The third cluster is execution and supply chain. This covers tool misuse (ASI02), unexpected code execution (ASI05), agentic supply chain vulnerabilities (ASI04), and cascading failures (ASI08). This is where the blast radius gets serious. An agent that can invoke tools, execute code, or chain actions across systems has the potential to cause significant damage if those capabilities are not tightly constrained from the outset.
What Copilot Studio Provides in Practice
At the build stage, Copilot Studio constrains agents to predefined actions, connectors, and capabilities rather than allowing arbitrary code execution or open-ended tool invocation. That directly reduces the surface area for tool misuse (ASI02) and unexpected code execution (ASI05). Agents run in isolated environments and cannot modify their own logic without going through a formal republishing process, which addresses rogue agent risk (ASI10) at an architectural level rather than relying on the agent to police itself.
The ability to disable or restrict a deployed agent quickly also matters more than it might seem. Knowing you can pull an agent out of service without unravelling complex dependencies is a practical incident response capability that should be confirmed before deployment, not discovered during one.
On the governance side, Microsoft Agent 365 becomes generally available on 1 May. It is the centralised control plane for agent oversight, covering visibility into agent usage and behaviour, policy enforcement, access and identity controls to reduce privilege escalation risk (ASI03), data security controls to detect sensitive data exposure (ASI09), and threat protection to surface prompt injection (ASI01), tool misuse (ASI02), and compromised agents (ASI10).
The Questions to Ask Before You Deploy
What permissions does each agent actually need? Least privilege applies to agents in exactly the same way it applies to service accounts. Permissions granted for convenience become a liability when agent behaviour drifts or an agent is compromised.
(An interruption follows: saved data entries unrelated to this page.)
PR #320, opened 2022-12-07
feat(filestore): use service account for s3 api calls

### LINKED ISSUE #315: Mattermost Operator Does Not Support AWS IAM Profile for S3 Bucket Auth
#### Summary

Mattermost Operator expects to have Access key and Secret key set in a secret. 
#### Expected behavior

Expected behavior is to allow Mattermost to use the IAM Profile attached to the node instance

When I try not to set the Access Key and Secret Key, it gives an error saying the secret is required. 

#### Possible fixes

Make the secret an optional part of the Mattermost object

Hunter-Thompson:
#### Summary

Makes using a secret for S3 optional. Instead, gives an option to UseServiceAccount instead.
This feature is quite important to ensure security standards.

#### Ticket Link
Fixes #315 

#### Release Note

```release-note
Makes using a secret for S3 calls optional, gives an option to UseServiceAccount with IAM role instead.
```

### DIFF
--- a/controllers/mattermost/mattermost/file_store.go
+++ b/controllers/mattermost/mattermost/file_store.go
@@ -36,7 +36,7 @@ func (r *MattermostReconciler) checkFileStore(mattermost *mmv1beta.Mattermost, r
 
 func (r *MattermostReconciler) checkExternalFileStore(mattermost *mmv1beta.Mattermost, reqLogger logr.Logger) (mattermostApp.FileStoreConfig, error) {
 	if mattermost.Spec.FileStore.External.UseServiceAccount {
-		return mattermostApp.NewExternalFileStoreInfoWithoutSecret(mattermost)
+		return mattermostApp.NewExternalFileStoreInfo(mattermost, nil)
 	}
 
 	secret := &corev1.Secret{}
@@ -46,7 +46,7 @@ func (r *MattermostReconciler) checkExternalFileStore(mattermost *mmv1beta.Matte
 		return nil, err
 	}
 
-	return mattermostApp.NewExternalFileStoreInfo(mattermost, *secret)
+	return mattermostApp.NewExternalFileStoreInfo(mattermost, secret)
 }
 
 func (r *MattermostReconciler) checkExternalVolumeFileStore(mattermost *mmv1beta.Mattermost, reqLogger logr.Logger) (mattermostApp.FileStoreConfig, error) {
--- a/controllers/mattermost/mattermost/file_store.go
+++ b/controllers/mattermost/mattermost/file_store.go
@@ -35,7 +35,7 @@ func (r *MattermostReconciler) checkFileStore(mattermost *mmv1beta.Mattermost, r
 }
 
 func (r *MattermostReconciler) checkExternalFileStore(mattermost *mmv1beta.Mattermost, reqLogger logr.Logger) (mattermostApp.FileStoreConfig, error) {
-	if mattermost.Spec.FileStore.IsExternal() && mattermost.Spec.FileStore.External.UseServiceAccount {
+	if mattermost.Spec.FileStore.External.UseServiceAccount {
 		return mattermostApp.NewExternalFileStoreInfoWithoutSecret(mattermost)
 	}
 
--- a/controllers/mattermost/mattermost/file_store.go
+++ b/controllers/mattermost/mattermost/file_store.go
@@ -2,6 +2,7 @@ package mattermost
 
 import (
 	"context"
+	"fmt"
 
 	mattermostMinio "github.com/mattermost/mattermost-operator/pkg/components/minio"
 	minioOperator "github.com/minio/minio-operator/pkg/apis/miniocontroller/v1beta1"
@@ -11,6 +12,7 @@ import (
 	mattermostApp "github.com/mattermost/mattermost-operator/pkg/mattermost"
 	"github.com/pkg/errors"
 	corev1 "k8s.io/api/core/v1"
+	k8sErrors "k8s.io/apimachinery/pkg/api/errors"
 	"k8s.io/apimachinery/pkg/api/resource"
 	metav1 "k8s.io/apimachinery/pkg/apis/meta/v1"
 	"k8s.io/apimachinery/pkg/types"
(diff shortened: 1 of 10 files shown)


mirshahriar:
How is ServiceAccount used? Not seeing that ServiceAccount has been mounted in deployment. Can you point out?

Hunter-Thompson:
> How is ServiceAccount used? Not seeing that ServiceAccount has been mounted in deployment. Can you point out?

https://github.com/mattermost/mattermost-operator/blob/ce3d25da3cdccee03f2b40f4fa90480998578ab2/pkg/mattermost/mattermost_v1beta.go#L376

Hunter-Thompson:
> > > How is ServiceAccount used? Not seeing that ServiceAccount has been mounted in deployment. Can you point out?
> > 
> > 
> > https://github.com/mattermost/mattermost-operator/blob/ce3d25da3cdccee03f2b40f4fa90480998578ab2/pkg/mattermost/mattermost_v1beta.go#L376
> 
> This is for the Kubernetes Native ServiceAccount. I'm not sure if it serves our needs. As far I know, this ServiceAccount is used to access Kubernetes API server (provides RBAC permissions) and related stuffs.

@mirshahriar, AWS provides a way to attach an IAM role to a Kubernetes native ServiceAccount. Allowing a deployment to access AWS services like S3, without a secret.

https://docs.aws.amazon.com/eks/latest/userguide/iam-roles-for-service-accounts.html

Hunter-Thompson:
The user will have to:

1. Create SA manually
2. Add annotation with IAM role
3. Deploy MM operator

MM operator wont create the SA, since it already exists.

mirshahriar:
> @mirshahriar, AWS provides a way to attach an IAM role to a Kubernetes native ServiceAccount. Allowing a deployment to access AWS services like S3, without a secret.
> 
> https://docs.aws.amazon.com/eks/latest/userguide/iam-roles-for-service-accounts.html

Thank you very much. I was unaware of that.

mirshahriar:
@Hunter-Thompson, One more thing. Can we add a check to verify whether the ServiceAccount has a certain annotation required for AWS IAM?

controllers/mattermost/mattermost/file_store.go
```diff
@@ -35,14 +35,18 @@ func (r *MattermostReconciler) checkFileStore(mattermost *mmv1beta.Mattermost, r
 }
 
 func (r *MattermostReconciler) checkExternalFileStore(mattermost *mmv1beta.Mattermost, reqLogger logr.Logger) (mattermostApp.FileStoreConfig, error) {
+	if mattermost.Spec.FileStore.External.UseServiceAccount {
+		return mattermostApp.NewExternalFileStoreInfo(mattermost, nil)
```
mirshahriar, line 39: I think you want to check **ServiceAccount** here before calling `NewExternalFileStoreInfo`, like what is done for **Secret**.

Like, 
- Get the ServiceAcount
- Check Annotation

mirshahriar:
>
>  Im skipping creating the ServiceAccount if `UseServiceAccount` is true.
> 

I agree. Added a comment [here](https://github.com/mattermost/mattermost-operator/pull/320/files#r1043517266).

mirshahriar:
> We can give the user an option to add an Annotation through the spec

For the time being, we can leave it up to the user to manually put this in annotation.

Hunter-Thompson:
@mirshahriar changed the layout like you requested.

controllers/mattermost/mattermost/mattermost.go
```diff
@@ -142,7 +143,12 @@ func (r *MattermostReconciler) checkMattermostRBAC(mattermost *mmv1beta.Mattermo
 }
 
 func (r *MattermostReconciler) checkMattermostSA(mattermost *mmv1beta.Mattermost, reqLogger logr.Logger) error {
+	if mattermost.Spec.FileStore.External != nil && mattermost.Spec.FileStore.External.UseServiceAccount {
```
fmartingr, line 146: This is my only nitpick about this PR, if we are using our own ServiceAccount and we are not creating it (which it does at the Mattermost object level), does it makes sense to specify it at the filestore level? Would it make more sense to have it on the Mattermost spec? @mirshahriar feedback on this?

fmartingr (commented):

How is the agent's identity established and governed? Microsoft Entra Agent ID is designed to give agents a consistent, governable identity, but it needs to be in scope for your identity governance processes rather than treated as an automatic safety net.
What does the agent store across sessions, and who can influence it? Persistent memory introduces a layer that can be corrupted or manipulated to skew future reasoning. Know what your agent retains, where it is stored, and what inputs can affect it.
Can you observe what the agent is doing in production? Audit logs and usage visibility are not optional for systems acting autonomously on real data. If you cannot see what an agent did and why, you cannot govern it effectively, and you cannot investigate when something goes wrong.
What is your response plan when an agent behaves unexpectedly? The ability to disable quickly, investigate what happened, and contain impact should be part of your deployment checklist. Treat it the same way you would treat incident response planning for any other privileged system.
The Underlying Principle Has Not Changed
The OWASP Top 10 for Agentic Applications is a solid framework, and Microsoft's mapping of it to Copilot Studio and Agent 365 is practically useful for organisations building on that platform. But the point that matters most applies universally: organisations that treat agents as privileged applications, with clear identities, scoped permissions, continuous oversight, and lifecycle governance, are better positioned to manage risk as agentic AI scales.
The technology is new. The security principles are not. Establish governance before agents are embedded in your workflows, because retrofitting controls after the fact is significantly harder than building them in from the start.
Reference: Addressing the OWASP Top 10 Risks in Agentic AI with Microsoft Copilot Studio, Microsoft Security Blog, 30 March 2026.